Start of RECORDS TO PROCESS

PR #213, opened 2016-02-04
Fix incorrect behaviour on Windows related to stdio pipes being read-write

tbastos:
Unfortunately if we always always create the stdio pipes as R+W (instead of only R for stdin, and only W for stdout and stderr) child processes on windows start to behave incorrectly. For example, if you spawn the 'cat' program, write to it and then shutdown its stdin, the correct behaviour is for the child to receive EOF and exit. But if stdin is RW the child never exits on Windows, and you have to kill the process to force it to exit. Changing the stdin pipe to only `UV_CREATE_PIPE|UV_READABLE_PIPE` fixes the problem.

The current solution assumes only the standard stdio fd's (0-2) are used. A more flexible solution may be in order, but would require an API change.

### DIFF
--- a/src/process.c
+++ b/src/process.c
@@ -111,7 +111,8 @@ static int luv_spawn(lua_State* L) {
         uv_stream_t* stream = luv_check_stream(L, -1);
         int err = uv_fileno((uv_handle_t*)stream, &fd);
         if (err == UV_EINVAL || err == UV_EBADF) {
-          options.stdio[i].flags = UV_CREATE_PIPE | UV_READABLE_PIPE | UV_WRITABLE_PIPE;
+          options.stdio[i].flags =
+              UV_CREATE_PIPE | (i == 0 ? UV_READABLE_PIPE : UV_WRITABLE_PIPE);
         }
         else {
           options.stdio[i].flags = UV_INHERIT_STREAM;
@@ -257,4 +258,3 @@ static int luv_kill(lua_State* L) {
   lua_pushinteger(L, ret);
   return 1;
 }
-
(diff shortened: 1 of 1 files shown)


src/process.c
```diff
@@ -111,7 +111,8 @@ static int luv_spawn(lua_State* L) {
         uv_stream_t* stream = luv_check_stream(L, -1);
         int err = uv_fileno((uv_handle_t*)stream, &fd);
         if (err == UV_EINVAL || err == UV_EBADF) {
-          options.stdio[i].flags = UV_CREATE_PIPE | UV_READABLE_PIPE | UV_WRITABLE_PIPE;
+          options.stdio[i].flags =
+              UV_CREATE_PIPE | (i == 0 ? UV_READABLE_PIPE : UV_WRITABLE_PIPE);
```
creationix: This is great, but I'm unsure it's something we can assume.
We should probably use read/write for fds above 2 right? 
How are higher FDs typically used?  I've used them to pass TCP FDs from master load balancer to child worker processes.

tbastos:
> We should probably use read/write for fds above 2 right?
Cool, that should cover all use cases... I'll send another commit shortly.

tbastos:
If everything is alright, do you mind uploading a new LuaRocks release? I'll need it to fix my AppVeyor. Thanks!

creationix:
Thanks for fixing things on windows.  I really want luv to be stable and supported on windows, but I don't have the time or resources to do that properly.  Your help is greatly appreciated.  I'll publish a new rock shortly.

creationix:
Published to github and luarocks.

- https://github.com/luvit/luv/releases/tag/1.8.0-2
- http://luarocks.org/modules/creationix/luv/1.8.0-2

Let me know if this works.

tbastos:
Thank you, everything is working now! I'm happy to help, thanks for being receptive :+1: 

I know Windows is productivity-sucking black hole if you're used to developing on Linux/OSX. I'm on OSX but since so many people still use Windows (unfortunately), I'm willing to do the dirty work

PR #214, opened 2016-02-06
bump to luajit 2.1

rphillips:
* 64bit integer conversions do not work on Windows with 2.0.4

`29913653248` is converted to `0xf6fe2000`. Note: The low 32bits are correct, but the high 32 bits is missing. The correct answer is: `0x6f6fe2000`.

`32207650816` is converted to `0x7fb9c000`. The correct answer is `0x77fb9c000`.

Update: Luajit 2.1 does fix the issue on Windows.


creationix:
+1

PR #221, opened 2016-02-25
fix wrong lua_one.c location in non Windows systems.

starwing:


creationix:
Doesn't this disable the `WITH_AMALG` option?

creationix:
Nevermind, I needed to read more context.  Looks good.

End of RECORDS TO PROCESS

### DIRECTIONS FOR THIS TASK
Give back all the material, with each line exactly as it stands.

### SOLUTION TO THIS PROBLEM
PR #213, opened 2016-02-04
Fix incorrect behaviour on Windows related to stdio pipes being read-write

tbastos:
Unfortunately if we always always create the stdio pipes as R+W (instead of only R for stdin, and only W for stdout and stderr) child processes on windows start to behave incorrectly. For example, if you spawn the 'cat' program, write to it and then shutdown its stdin, the correct behaviour is for the child to receive EOF and exit. But if stdin is RW the child never exits on Windows, and you have to kill the process to force it to exit. Changing the stdin pipe to only `UV_CREATE_PIPE|UV_READABLE_PIPE` fixes the problem.

The current solution assumes only the standard stdio fd's (0-2) are used. A more flexible solution may be in order, but would require an API change.

### DIFF
--- a/src/process.c
+++ b/src/process.c
@@ -111,7 +111,8 @@ static int luv_spawn(lua_State* L) {
         uv_stream_t* stream = luv_check_stream(L, -1);
         int err = uv_fileno((uv_handle_t*)stream, &fd);
         if (err == UV_EINVAL || err == UV_EBADF) {
-          options.stdio[i].flags = UV_CREATE_PIPE | UV_READABLE_PIPE | UV_WRITABLE_PIPE;
+          options.stdio[i].flags =
+              UV_CREATE_PIPE | (i == 0 ? UV_READABLE_PIPE : UV_WRITABLE_PIPE);
         }
         else {
           options.stdio[i].flags = UV_INHERIT_STREAM;
@@ -257,4 +258,3 @@ static int luv_kill(lua_State* L) {
   lua_pushinteger(L, ret);
   return 1;
 }
-
(diff shortened: 1 of 1 files shown)


src/process.c
```diff
@@ -111,7 +111,8 @@ static int luv_spawn(lua_State* L) {
         uv_stream_t* stream = luv_check_stream(L, -1);
         int err = uv_fileno((uv_handle_t*)stream, &fd);
         if (err == UV_EINVAL || err == UV_EBADF) {
-          options.stdio[i].flags = UV_CREATE_PIPE | UV_READABLE_PIPE | UV_WRITABLE_PIPE;
+          options.stdio[i].flags =
+              UV_CREATE_PIPE | (i == 0 ? UV_READABLE_PIPE : UV_WRITABLE_PIPE);
```
creationix: This is great, but I'm unsure it's something we can assume.
We should probably use read/write for fds above 2 right? 
How are higher FDs typically used?  I've used them to pass TCP FDs from master load balancer to child worker processes.

tbastos:
> We should probably use read/write for fds above 2 right?
Cool, that should cover all use cases... I'll send another commit shortly.

tbastos:
If everything is alright, do you mind uploading a new LuaRocks release? I'll need it to fix my AppVeyor. Thanks!

creationix:
Thanks for fixing things on windows.  I really want luv to be stable and supported on windows, but I don't have the time or resources to do that properly.  Your help is greatly appreciated.  I'll publish a new rock shortly.

creationix:
Published to github and luarocks.

- https://github.com/luvit/luv/releases/tag/1.8.0-2
- http://luarocks.org/modules/creationix/luv/1.8.0-2

Let me know if this works.

tbastos:
Thank you, everything is working now! I'm happy to help, thanks for being receptive :+1: 

I know Windows is productivity-sucking black hole if you're used to developing on Linux/OSX. I'm on OSX but since so many people still use Windows (unfortunately), I'm willing to do the dirty work

PR #214, opened 2016-02-06
bump to luajit 2.1

rphillips:
* 64bit integer conversions do not work on Windows with 2.0.4

`29913653248` is converted to `0xf6fe2000`. Note: The low 32bits are correct, but the high 32 bits is missing. The correct answer is: `0x6f6fe2000`.

`32207650816` is converted to `0x7fb9c000`. The correct answer is `0x77fb9c000`.

Update: Luajit 2.1 does fix the issue on Windows.


creationix:
+1

PR #221, opened 2016-02-25
fix wrong lua_one.c location in non Windows systems.

starwing:


creationix:
Doesn't this disable the `WITH_AMALG` option?

creationix:
Nevermind, I needed to read more context.  Looks good.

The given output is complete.